All lines from the one with "More efficient definition of compIso" through the final line below are to be reproduced exactly; omit the others.

## [Data provided]

*****

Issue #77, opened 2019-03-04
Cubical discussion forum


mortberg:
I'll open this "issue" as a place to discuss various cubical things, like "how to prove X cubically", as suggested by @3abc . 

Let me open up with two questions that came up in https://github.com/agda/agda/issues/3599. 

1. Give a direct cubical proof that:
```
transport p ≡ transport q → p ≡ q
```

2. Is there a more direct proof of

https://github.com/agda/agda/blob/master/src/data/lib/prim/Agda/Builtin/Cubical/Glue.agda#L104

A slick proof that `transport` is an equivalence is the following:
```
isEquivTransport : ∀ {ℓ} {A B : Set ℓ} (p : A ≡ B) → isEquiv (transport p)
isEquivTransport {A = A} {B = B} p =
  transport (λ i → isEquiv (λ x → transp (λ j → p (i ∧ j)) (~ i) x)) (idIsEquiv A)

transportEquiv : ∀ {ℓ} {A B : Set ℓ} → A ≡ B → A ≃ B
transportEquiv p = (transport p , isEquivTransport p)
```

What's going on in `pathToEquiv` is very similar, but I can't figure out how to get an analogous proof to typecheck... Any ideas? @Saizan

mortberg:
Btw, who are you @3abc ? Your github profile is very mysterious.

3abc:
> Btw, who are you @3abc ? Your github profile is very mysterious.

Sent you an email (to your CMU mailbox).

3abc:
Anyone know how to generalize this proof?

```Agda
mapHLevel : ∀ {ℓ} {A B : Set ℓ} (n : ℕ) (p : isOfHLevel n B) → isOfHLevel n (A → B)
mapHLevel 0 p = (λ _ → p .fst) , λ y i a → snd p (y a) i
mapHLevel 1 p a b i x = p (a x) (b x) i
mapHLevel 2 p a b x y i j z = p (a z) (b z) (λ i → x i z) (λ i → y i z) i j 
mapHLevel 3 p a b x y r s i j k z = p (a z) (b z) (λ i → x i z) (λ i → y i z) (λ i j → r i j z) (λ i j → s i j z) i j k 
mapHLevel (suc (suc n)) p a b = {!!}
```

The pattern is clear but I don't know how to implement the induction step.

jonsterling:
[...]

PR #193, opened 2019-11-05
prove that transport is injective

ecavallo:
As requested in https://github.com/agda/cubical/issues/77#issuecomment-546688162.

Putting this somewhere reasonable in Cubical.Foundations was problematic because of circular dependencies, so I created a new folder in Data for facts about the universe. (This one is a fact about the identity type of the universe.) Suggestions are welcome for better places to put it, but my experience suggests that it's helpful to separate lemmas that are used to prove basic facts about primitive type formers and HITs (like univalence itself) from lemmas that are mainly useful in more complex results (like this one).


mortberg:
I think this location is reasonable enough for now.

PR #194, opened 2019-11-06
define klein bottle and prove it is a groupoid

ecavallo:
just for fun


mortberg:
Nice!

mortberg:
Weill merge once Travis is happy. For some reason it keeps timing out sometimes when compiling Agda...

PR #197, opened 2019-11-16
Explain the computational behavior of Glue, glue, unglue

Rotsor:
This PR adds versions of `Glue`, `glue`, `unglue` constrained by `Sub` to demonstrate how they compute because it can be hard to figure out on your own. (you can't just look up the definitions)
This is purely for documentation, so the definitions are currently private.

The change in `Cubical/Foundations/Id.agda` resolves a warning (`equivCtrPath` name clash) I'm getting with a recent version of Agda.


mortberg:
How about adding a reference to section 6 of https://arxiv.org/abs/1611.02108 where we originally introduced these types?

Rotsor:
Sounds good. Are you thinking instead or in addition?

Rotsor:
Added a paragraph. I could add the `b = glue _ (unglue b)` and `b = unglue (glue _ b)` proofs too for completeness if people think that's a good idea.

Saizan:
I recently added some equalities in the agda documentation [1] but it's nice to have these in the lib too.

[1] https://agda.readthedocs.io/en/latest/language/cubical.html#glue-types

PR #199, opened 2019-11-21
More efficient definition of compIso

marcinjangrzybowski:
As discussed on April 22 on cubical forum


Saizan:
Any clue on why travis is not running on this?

*****

## [Task answer]
More efficient definition of compIso

marcinjangrzybowski:
As discussed on April 22 on cubical forum


Saizan:
Any clue on why travis is not running on this?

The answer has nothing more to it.